DATA Block Start

PR #1325, opened 2021-06-21
Platform additions emscripten

ericoporto:
these are platform specific checks that are used in the Emscripten port, I am adding them here in case they are easier to understand than FreeBSD ones to avoid future conflicts.


ivan-mogilko:
I honestly don't think it's necessary to adjust all these macro defines, you could simply add a new one even if it's longer than the others - that would be fine.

DATA Block End

### WHAT THE TASK ASKS
Retype exactly the lines from the one containing "these are platform" through the end of the data. Add nothing.

### TASK SOLUTION
these are platform specific checks that are used in the Emscripten port, I am adding them here in case they are easier to understand than FreeBSD ones to avoid future conflicts.


ivan-mogilko:
I honestly don't think it's necessary to adjust all these macro defines, you could simply add a new one even if it's longer than the others - that would be fine.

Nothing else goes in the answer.